● Activity
Every line in the entries where "simply" is found should be copied.

(Dataset entries)
########

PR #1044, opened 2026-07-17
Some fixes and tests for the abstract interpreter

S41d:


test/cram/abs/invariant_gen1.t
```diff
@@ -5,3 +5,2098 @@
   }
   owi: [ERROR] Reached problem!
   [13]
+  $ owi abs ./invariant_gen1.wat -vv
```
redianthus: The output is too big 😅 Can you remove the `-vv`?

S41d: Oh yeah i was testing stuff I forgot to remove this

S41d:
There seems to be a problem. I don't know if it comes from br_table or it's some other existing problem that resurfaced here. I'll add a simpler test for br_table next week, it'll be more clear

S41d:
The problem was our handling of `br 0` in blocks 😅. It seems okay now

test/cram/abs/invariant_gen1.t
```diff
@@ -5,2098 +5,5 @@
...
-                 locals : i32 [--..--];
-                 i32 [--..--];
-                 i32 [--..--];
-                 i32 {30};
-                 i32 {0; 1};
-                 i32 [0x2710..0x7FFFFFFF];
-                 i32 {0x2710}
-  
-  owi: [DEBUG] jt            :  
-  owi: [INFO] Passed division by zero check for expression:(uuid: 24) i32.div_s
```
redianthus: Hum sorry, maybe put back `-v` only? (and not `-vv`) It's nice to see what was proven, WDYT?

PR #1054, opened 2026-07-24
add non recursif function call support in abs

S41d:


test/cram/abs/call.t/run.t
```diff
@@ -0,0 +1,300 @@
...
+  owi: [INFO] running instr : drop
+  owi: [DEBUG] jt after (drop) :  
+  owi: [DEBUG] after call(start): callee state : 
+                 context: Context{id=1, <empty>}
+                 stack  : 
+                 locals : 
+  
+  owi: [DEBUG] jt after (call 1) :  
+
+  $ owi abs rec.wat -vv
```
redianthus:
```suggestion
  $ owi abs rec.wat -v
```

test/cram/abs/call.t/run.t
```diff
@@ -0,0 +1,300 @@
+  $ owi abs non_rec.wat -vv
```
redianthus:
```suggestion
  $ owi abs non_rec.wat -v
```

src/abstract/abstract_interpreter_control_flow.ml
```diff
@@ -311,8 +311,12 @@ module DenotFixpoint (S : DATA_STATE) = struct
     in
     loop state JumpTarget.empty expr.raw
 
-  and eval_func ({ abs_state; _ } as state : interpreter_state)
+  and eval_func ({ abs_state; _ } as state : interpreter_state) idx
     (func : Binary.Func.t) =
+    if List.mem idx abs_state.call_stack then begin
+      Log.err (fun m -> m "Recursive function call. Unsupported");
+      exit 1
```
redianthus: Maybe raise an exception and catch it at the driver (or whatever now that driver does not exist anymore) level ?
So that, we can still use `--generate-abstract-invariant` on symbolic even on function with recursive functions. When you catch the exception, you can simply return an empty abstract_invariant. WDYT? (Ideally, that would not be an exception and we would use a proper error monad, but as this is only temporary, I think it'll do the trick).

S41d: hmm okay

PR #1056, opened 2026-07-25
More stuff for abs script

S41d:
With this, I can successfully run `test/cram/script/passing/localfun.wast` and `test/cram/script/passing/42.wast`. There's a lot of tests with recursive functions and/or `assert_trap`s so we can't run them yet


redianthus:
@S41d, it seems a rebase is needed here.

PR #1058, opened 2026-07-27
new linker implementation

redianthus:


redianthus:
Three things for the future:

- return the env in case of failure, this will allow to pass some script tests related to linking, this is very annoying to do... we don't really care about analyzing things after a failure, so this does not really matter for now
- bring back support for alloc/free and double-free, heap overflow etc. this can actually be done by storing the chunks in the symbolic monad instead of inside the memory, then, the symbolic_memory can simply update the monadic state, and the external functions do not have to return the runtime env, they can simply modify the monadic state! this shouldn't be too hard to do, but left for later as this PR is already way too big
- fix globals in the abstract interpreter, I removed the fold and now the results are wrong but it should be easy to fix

########

● Final answer
So that, we can still use `--generate-abstract-invariant` on symbolic even on function with recursive functions. When you catch the exception, you can simply return an empty abstract_invariant. WDYT? (Ideally, that would not be an exception and we would use a proper error monad, but as this is only temporary, I think it'll do the trick).
- bring back support for alloc/free and double-free, heap overflow etc. this can actually be done by storing the chunks in the symbolic monad instead of inside the memory, then, the symbolic_memory can simply update the monadic state, and the external functions do not have to return the runtime env, they can simply modify the monadic state! this shouldn't be too hard to do, but left for later as this PR is already way too big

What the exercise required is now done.